**Task brief**.
Return the following entries exactly, word for word.

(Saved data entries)
=== Begin Enclosure ===

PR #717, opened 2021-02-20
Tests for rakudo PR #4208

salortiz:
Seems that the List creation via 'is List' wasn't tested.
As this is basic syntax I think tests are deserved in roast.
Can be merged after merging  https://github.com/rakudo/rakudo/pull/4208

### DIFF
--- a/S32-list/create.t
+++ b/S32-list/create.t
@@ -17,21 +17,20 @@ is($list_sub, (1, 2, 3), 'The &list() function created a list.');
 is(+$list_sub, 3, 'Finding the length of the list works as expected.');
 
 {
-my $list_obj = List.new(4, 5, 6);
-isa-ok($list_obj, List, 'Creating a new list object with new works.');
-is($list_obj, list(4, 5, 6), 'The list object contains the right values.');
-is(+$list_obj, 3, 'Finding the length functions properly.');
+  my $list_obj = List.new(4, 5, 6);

=== End Enclosure ===

**The completed task**.
PR #717, opened 2021-02-20
Tests for rakudo PR #4208

salortiz:
Seems that the List creation via 'is List' wasn't tested.
As this is basic syntax I think tests are deserved in roast.
Can be merged after merging  https://github.com/rakudo/rakudo/pull/4208

### DIFF
--- a/S32-list/create.t
+++ b/S32-list/create.t
@@ -17,21 +17,20 @@ is($list_sub, (1, 2, 3), 'The &list() function created a list.');
 is(+$list_sub, 3, 'Finding the length of the list works as expected.');
 
 {
-my $list_obj = List.new(4, 5, 6);
-isa-ok($list_obj, List, 'Creating a new list object with new works.');
-is($list_obj, list(4, 5, 6), 'The list object contains the right values.');
-is(+$list_obj, 3, 'Finding the length functions properly.');
+  my $list_obj = List.new(4, 5, 6);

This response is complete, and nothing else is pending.